* [Material shown]

PR #379, opened 2017-03-30
Removed fixed versioning from the Mock tests. 

trevorflanagan:
We can use the DimensionDataCloudControlProviderMetadata to give us the CloudControl API version.

Removed caas from Api Path. In previous versions of CloudControl API there was alternative base paths, either 'oec' or 'caas', but this is no longer required in the implementation. All paths are caas so this can be configured  in the endpoint metadata.


nacx:
Merged to [master](http://git-wip-us.apache.org/repos/asf/jclouds-labs/commit/95f274b8) and [2.0.x](http://git-wip-us.apache.org/repos/asf/jclouds-labs/commit/9ffceea3). Thanks @trevorflanagan!

PR #381, opened 2017-04-13
Live tests are failing due to not including /caas in path. 

trevorflanagan:
This pull request is for the Mock tests and OrganisationIdFilter  changes before changing live tests.

I intend to create a proper test for @Zone in the next pull request.


dimensiondata/pom.xml
```diff
@@ -144,6 +144,7 @@
                                         <test.dimensiondata-cloudcontrol.credential>
                                             ${test.dimensiondata-cloudcontrol.credential}
                                         </test.dimensiondata-cloudcontrol.credential>
+                                        <jclouds.zones>LAB04_N2_VMWARE_1</jclouds.zones>
```
trevorflanagan: we have working mock and live tests against zones now

nacx: We'll probably have to have a closer look at this when implementing the compute service, but it is OK for now.

Just FTR, but not to have it fixed now, the compute service has the `listAssignableLocations` method that returns the locations (zones, as per previous discussions) where users can deploy VMs. jclouds will then cache those locations in a memoized supplier. Having HTTP filters such as the DataCenterId filter that have location suppliers injected, may cause infinite loops if the `listAssignableLocations` method in the compute service calls api methods with those filters.

This is not something we need to fix now, but to keep in mind when implementing the compute service, and for a possible upcoming discussion about how to properly model the locations for this provider.

trevorflanagan:
thanks @nacx for taking look at this PR. I have squashed the commit and noted your comments re `listAssignableLocations`

nacx:
Pushed to [master](http://git-wip-us.apache.org/repos/asf/jclouds-labs/commit/92b548c2) and [2.0.x](http://git-wip-us.apache.org/repos/asf/jclouds-labs/commit/de26ec2c)!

* [Task description] In the material above, transcribe exactly the lines beginning at the one with "trevorflanagan: we have" and ending at the one with "nacx: We'll probably", both included.

* [Answer for the task]
trevorflanagan: we have working mock and live tests against zones now

nacx: We'll probably have to have a closer look at this when implementing the compute service, but it is OK for now.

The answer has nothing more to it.